**Required work**
Exactly reproduce each line of the listing that follows.
[Task inputs]
PR #564, opened 2016-11-09
Improve some comments

Alex-GR:
One of the most weird comments I've seen is the "Changing your vote requires actually changing you vote."... this usually happens, when I've already voted through the feed but I also have a tab open to read the article. If I've already clicked from the feed, and then re-click from inside the tab, I get that one. But it's a weird message and that's why I think it should change.

Going over the messages I saw a few that could be improved in syntax/grammar or first capital letter (makes things look more professional compared to all-lower capital letters).


mvandeberg:
Merging this to a branch instead of develop. There are some good changes but I want to do one more pass over the proposed error messages.

PR #577, opened 2016-11-17
Fix get_followers and get_following API calls in the follow plugin

mvandeberg:
Fixes a bug in the follow API introduced when the follow objects were updated to use account IDs instead of account names.


roadscape:
There's still something up with the call:

image

It's returning records now but the values are ints

theoreticalbts:
This doesn't pass review, the logic in this PR is incorrect.  If we consider Fred is followed by Alice, Bob, Cara and Dan with ID's like this:

```
Fred : 9
Alice : 1
Bob : 3
Cara : 2
Dan : 4
```

The problem is you mix traversals of followers by ID with the `following_follower` index, and followers by name with the `by_name` index.  So you could e.g. start at Alice, then walk to Cara by ID, then walk to Dan by name, then reach the end of the follower list by ID -- but you skipped Bob!

PR #582, opened 2016-11-18
Multiprocess

mvandeberg:
Adds proper read/write semantics for operating multiple steemd instances with the same memory mapped file.

A read node can be created with the `--read-only` command line argument.


theoreticalbts:
Changes to tags_plugin.cpp need to be reverted.  Plugin indexes are initialized in plugin_initialize(), not the constructor.

mvandeberg:
Closing this in favor of merging #587

Issue #591, opened 2016-11-22
steemd --version


Riverhead:
As near as I can tell there isn't a way to know which version of steemd you have without connecting a wallet to a running node. A simple --version flag would be great.

BhuzOr:
There is not a way even with a connected wallet really. 
The "about" cli command shows the version of the cli_wallet and not the one of steemd. 

So a --version flag for steemd really seems needed imo

mvandeberg:
merged

PR #600, opened 2016-11-22
‘steemd --version'  displays version info and exits. ‘about’ in the c…

mvandeberg:
…li-wallet now queries server version info as well. #591


theoreticalbts:
- Use underscores instead of dashes for server_blockchain_version, server_steem_revision, server_fc_revision
- For --version output say "steem_blockchain_version   :", "steem_git_revision    :", "fc_git_revision    :" (i.e. we make this output more script-friendly)

Issue #562, opened 2016-11-08
Unable to cancel a power down when amount of VESTS is less than 10x account_creation_fee


abitmore:
As described in this post: https://steemit.com/steemit-bug/@acidyo/a-bug-when-powering-down-cancelling-power-down :
> He was over 100 SP when he powered down but can't cancel the power down now even though he invested more and is at 230 SP now.

(current account creation fee is 30.000 STEEM)

mvandeberg:
Merged

PR #604, opened 2016-11-23
Allows accounts to cancel a power down when they control less than 10…

mvandeberg:
…x the account creation fee of VESTS #562


theoreticalbts:
Should this be >0 [here](https://github.com/steemit/steem/pull/604/files#diff-04f6af9cdbf180a31ccdbf6335b8f240R767)?

PR #621, opened 2016-11-28
Increment bandwidth and transactions in blockchain statistics plugin.

NateBrune:
I worked with @arhag to find and correct some bugs in the blockchain statistics model over the weekend. The noticeable differences are 

1) The bucket that has an id of zero will now have it's statistics updated.
2) If `_maximum_history_per_bucket_size` was equal to 0, an error would have occured at line 325.


mvandeberg:
We aren't using this plugin and the bandwidth model it is using is outdated.

PR #1935, opened 2017-12-19
Deprecate account_create_with_delegation

### LINKED ISSUE #1760: Deprecate account_create_with_delegation_operation
The operation should no longer be valid after HF 20

mvandeberg:
Closes #1760


mvandeberg:
Merge conflicts, will fix.

theoreticalbts:
BitShares had code to have one file per HF issue, and then the build scripts concatenated the files.  It was coded that way specifically to prevent this kind of merge conflict.  Maybe we should consider porting that build hackery to Steem.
[/Task inputs]
**Worked solution**
PR #564, opened 2016-11-09
Improve some comments

Alex-GR:
One of the most weird comments I've seen is the "Changing your vote requires actually changing you vote."... this usually happens, when I've already voted through the feed but I also have a tab open to read the article. If I've already clicked from the feed, and then re-click from inside the tab, I get that one. But it's a weird message and that's why I think it should change.

Going over the messages I saw a few that could be improved in syntax/grammar or first capital letter (makes things look more professional compared to all-lower capital letters).


mvandeberg:
Merging this to a branch instead of develop. There are some good changes but I want to do one more pass over the proposed error messages.

PR #577, opened 2016-11-17
Fix get_followers and get_following API calls in the follow plugin

mvandeberg:
Fixes a bug in the follow API introduced when the follow objects were updated to use account IDs instead of account names.


roadscape:
There's still something up with the call:

image

It's returning records now but the values are ints

theoreticalbts:
This doesn't pass review, the logic in this PR is incorrect.  If we consider Fred is followed by Alice, Bob, Cara and Dan with ID's like this:

```
Fred : 9
Alice : 1
Bob : 3
Cara : 2
Dan : 4
```

The problem is you mix traversals of followers by ID with the `following_follower` index, and followers by name with the `by_name` index.  So you could e.g. start at Alice, then walk to Cara by ID, then walk to Dan by name, then reach the end of the follower list by ID -- but you skipped Bob!

PR #582, opened 2016-11-18
Multiprocess

mvandeberg:
Adds proper read/write semantics for operating multiple steemd instances with the same memory mapped file.

A read node can be created with the `--read-only` command line argument.


theoreticalbts:
Changes to tags_plugin.cpp need to be reverted.  Plugin indexes are initialized in plugin_initialize(), not the constructor.

mvandeberg:
Closing this in favor of merging #587

Issue #591, opened 2016-11-22
steemd --version


Riverhead:
As near as I can tell there isn't a way to know which version of steemd you have without connecting a wallet to a running node. A simple --version flag would be great.

BhuzOr:
There is not a way even with a connected wallet really. 
The "about" cli command shows the version of the cli_wallet and not the one of steemd. 

So a --version flag for steemd really seems needed imo

mvandeberg:
merged

PR #600, opened 2016-11-22
‘steemd --version'  displays version info and exits. ‘about’ in the c…

mvandeberg:
…li-wallet now queries server version info as well. #591


theoreticalbts:
- Use underscores instead of dashes for server_blockchain_version, server_steem_revision, server_fc_revision
- For --version output say "steem_blockchain_version   :", "steem_git_revision    :", "fc_git_revision    :" (i.e. we make this output more script-friendly)

Issue #562, opened 2016-11-08
Unable to cancel a power down when amount of VESTS is less than 10x account_creation_fee


abitmore:
As described in this post: https://steemit.com/steemit-bug/@acidyo/a-bug-when-powering-down-cancelling-power-down :
> He was over 100 SP when he powered down but can't cancel the power down now even though he invested more and is at 230 SP now.

(current account creation fee is 30.000 STEEM)

mvandeberg:
Merged

PR #604, opened 2016-11-23
Allows accounts to cancel a power down when they control less than 10…

mvandeberg:
…x the account creation fee of VESTS #562


theoreticalbts:
Should this be >0 [here](https://github.com/steemit/steem/pull/604/files#diff-04f6af9cdbf180a31ccdbf6335b8f240R767)?

PR #621, opened 2016-11-28
Increment bandwidth and transactions in blockchain statistics plugin.

NateBrune:
I worked with @arhag to find and correct some bugs in the blockchain statistics model over the weekend. The noticeable differences are 

1) The bucket that has an id of zero will now have it's statistics updated.
2) If `_maximum_history_per_bucket_size` was equal to 0, an error would have occured at line 325.


mvandeberg:
We aren't using this plugin and the bandwidth model it is using is outdated.

PR #1935, opened 2017-12-19
Deprecate account_create_with_delegation

### LINKED ISSUE #1760: Deprecate account_create_with_delegation_operation
The operation should no longer be valid after HF 20

mvandeberg:
Closes #1760


mvandeberg:
Merge conflicts, will fix.

theoreticalbts:
BitShares had code to have one file per HF issue, and then the build scripts concatenated the files.  It was coded that way specifically to prevent this kind of merge conflict.  Maybe we should consider porting that build hackery to Steem.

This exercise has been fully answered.